PR #379, opened 2022-07-04
Fix double sending member join logs

tweirtx:


JayFromProgramming (approved):
Totally never noticed this bug

WaterGame2023 (approved):

JayFromProgramming (approved):

PR #388, opened 2022-09-21
Switched to using Loguru for logging. (vastly simplifies logging)

BCurbs:
Simplifies logging, as there are no longer inconsistencies in getLogger(__name__) vs getLogger("dozer"), and stuff like that. This also moved the creation of the logger to __main__.py. The logging format is different, (it has color now), but could be changed back if not preferred.


WaterGame2023 (approved):
Logs pog

tweirtx (approved):

PR #409, opened 2022-12-29
add a config option to disable cogs

guineawheek:
if you want to disable cogs for whatever reason, you no longer need to edit source

also removes some unused code (that function got moved into `bot.py`)

### DIFF
--- a/dozer/bot.py
+++ b/dozer/bot.py
@@ -48,7 +48,8 @@ class Dozer(commands.Bot):
 
     async def setup_hook(self) -> None:
         for ext in os.listdir('dozer/cogs'):
-            if not ext.startswith(('_', '.')):
+            cog_name = ext[:-3]
+            if not ext.startswith(('_', '.')) and ext.endswith(".py") and not cog_name in self.config.get("disabled_cogs", []):
                 await self.load_extension('dozer.cogs.' + ext[:-3])  # Remove '.py'
         await db_init(self.config['db_url'])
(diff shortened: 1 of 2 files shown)


dozer/bot.py
```diff
@@ -48,7 +48,8 @@ def __init__(self, config: dict, *args, **kwargs):
 
     async def setup_hook(self) -> None:
         for ext in os.listdir('dozer/cogs'):
-            if not ext.startswith(('_', '.')):
+            cog_name = ext[:-3]
+            if not ext.startswith(('_', '.')) and ext.endswith(".py") and not cog_name in self.config.get("disabled_cogs", []):
                 await self.load_extension('dozer.cogs.' + ext[:-3])  # Remove '.py'
```
devyntk, line 53: NIT: If we're making the `cog_name` variable, it simplifies things to use that variable on this line too.

devyntk (approved):

tweirtx (dismissed):

devyntk (approved):

transorsmth:
Should the music cog be disabled from this feature instead of the code? Or not, because the code is broken and should be disabled regardless of that setting?

tweirtx:
> Should the music cog be disabled from this feature instead of the code? Or not, because the code is broken and should be disabled regardless of that setting?

Code is broken, so leaving disabled in code is preferred.

tweirtx (approved):

PR #411, opened 2023-01-01
fix on_command_error log formatting

guineawheek:
there's probably other inconsistencies with the default `logging` module and `loguru` but `loguru`'s args/kwargs work differently


guineawheek:
it's also worth asking if we should unify the whole codebase to f-strings when desirable instead of keywordless `.format()` calls and in a couple cases the really old `%` formatting

tweirtx:
> it's also worth asking if we should unify the whole codebase to f-strings when desirable instead of keywordless `.format()` calls and in a couple cases the really old `%` formatting

I would say so, good work

tweirtx (approved):

devyntk (approved):

PR #424, opened 2023-03-31
Fix ping command

OmegaMetor:
Passes None to the required positional-only argument ctx of the clean command, along with the text argument as a keyword. Tested on a self hosted instance, fixed the error it had previously. Could also be modified to pass the context of the ping command, though there's no reason to do that as the context is only used if text is None.

Previous error since I couldn't find any issue to reference:
The ping command previously would fail with the following error sent by the bot:
`discord.ext.commands.errors.CommandInvokeError: Command raised an exception: AttributeError: 'str' object has no attribute 'message'`

### DIFF
--- a/dozer/cogs/general.py
+++ b/dozer/cogs/general.py
@@ -21,7 +21,7 @@ class General(Cog):
         if ctx.guild is None:
             location = 'DMs'
         else:
-            location = f'the **{None, text=clean(ctx.guild.name)}** server'
+            location = f'the **{text=clean(None, ctx.guild.name)}** server'
         response = await ctx.send(f'Pong! We\'re in {location}.')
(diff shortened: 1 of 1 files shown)


OmegaMetor:
well thats a fun way to see i put it in the wrong spot.

tweirtx (changes requested):
> lean
> cctx

Are you testing this?

OmegaMetor:
I don't have an actual dev environment set up, just an instance on a server. Copied over the change once I got it working but somehow messed that up. Sorry

tweirtx (approved):
I see. Now that things are copied correctly, I've tested it and it seems to work. Thanks for the fix!

devyntk (approved):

--------

Extract every record and return it verbatim.

PR #379, opened 2022-07-04
Fix double sending member join logs

tweirtx:


JayFromProgramming (approved):
Totally never noticed this bug

WaterGame2023 (approved):

JayFromProgramming (approved):

PR #388, opened 2022-09-21
Switched to using Loguru for logging. (vastly simplifies logging)

BCurbs:
Simplifies logging, as there are no longer inconsistencies in getLogger(__name__) vs getLogger("dozer"), and stuff like that. This also moved the creation of the logger to __main__.py. The logging format is different, (it has color now), but could be changed back if not preferred.


WaterGame2023 (approved):
Logs pog

tweirtx (approved):

PR #409, opened 2022-12-29
add a config option to disable cogs

guineawheek:
if you want to disable cogs for whatever reason, you no longer need to edit source

also removes some unused code (that function got moved into `bot.py`)

### DIFF
--- a/dozer/bot.py
+++ b/dozer/bot.py
@@ -48,7 +48,8 @@ class Dozer(commands.Bot):
 
     async def setup_hook(self) -> None:
         for ext in os.listdir('dozer/cogs'):
-            if not ext.startswith(('_', '.')):
+            cog_name = ext[:-3]
+            if not ext.startswith(('_', '.')) and ext.endswith(".py") and not cog_name in self.config.get("disabled_cogs", []):
                 await self.load_extension('dozer.cogs.' + ext[:-3])  # Remove '.py'
         await db_init(self.config['db_url'])
(diff shortened: 1 of 2 files shown)


dozer/bot.py
```diff
@@ -48,7 +48,8 @@ def __init__(self, config: dict, *args, **kwargs):
 
     async def setup_hook(self) -> None:
         for ext in os.listdir('dozer/cogs'):
-            if not ext.startswith(('_', '.')):
+            cog_name = ext[:-3]
+            if not ext.startswith(('_', '.')) and ext.endswith(".py") and not cog_name in self.config.get("disabled_cogs", []):
                 await self.load_extension('dozer.cogs.' + ext[:-3])  # Remove '.py'
```
devyntk, line 53: NIT: If we're making the `cog_name` variable, it simplifies things to use that variable on this line too.

devyntk (approved):

tweirtx (dismissed):

devyntk (approved):

transorsmth:
Should the music cog be disabled from this feature instead of the code? Or not, because the code is broken and should be disabled regardless of that setting?

tweirtx:
> Should the music cog be disabled from this feature instead of the code? Or not, because the code is broken and should be disabled regardless of that setting?

Code is broken, so leaving disabled in code is preferred.

tweirtx (approved):

PR #411, opened 2023-01-01
fix on_command_error log formatting

guineawheek:
there's probably other inconsistencies with the default `logging` module and `loguru` but `loguru`'s args/kwargs work differently


guineawheek:
it's also worth asking if we should unify the whole codebase to f-strings when desirable instead of keywordless `.format()` calls and in a couple cases the really old `%` formatting

tweirtx:
> it's also worth asking if we should unify the whole codebase to f-strings when desirable instead of keywordless `.format()` calls and in a couple cases the really old `%` formatting

I would say so, good work

tweirtx (approved):

devyntk (approved):

PR #424, opened 2023-03-31
Fix ping command

OmegaMetor:
Passes None to the required positional-only argument ctx of the clean command, along with the text argument as a keyword. Tested on a self hosted instance, fixed the error it had previously. Could also be modified to pass the context of the ping command, though there's no reason to do that as the context is only used if text is None.

Previous error since I couldn't find any issue to reference:
The ping command previously would fail with the following error sent by the bot:
`discord.ext.commands.errors.CommandInvokeError: Command raised an exception: AttributeError: 'str' object has no attribute 'message'`

### DIFF
--- a/dozer/cogs/general.py
+++ b/dozer/cogs/general.py
@@ -21,7 +21,7 @@ class General(Cog):
         if ctx.guild is None:
             location = 'DMs'
         else:
-            location = f'the **{None, text=clean(ctx.guild.name)}** server'
+            location = f'the **{text=clean(None, ctx.guild.name)}** server'
         response = await ctx.send(f'Pong! We\'re in {location}.')
(diff shortened: 1 of 1 files shown)


OmegaMetor:
well thats a fun way to see i put it in the wrong spot.

tweirtx (changes requested):
> lean
> cctx

Are you testing this?

OmegaMetor:
I don't have an actual dev environment set up, just an instance on a server. Copied over the change once I got it working but somehow messed that up. Sorry

tweirtx (approved):
I see. Now that things are copied correctly, I've tested it and it seems to work. Thanks for the fix!

devyntk (approved):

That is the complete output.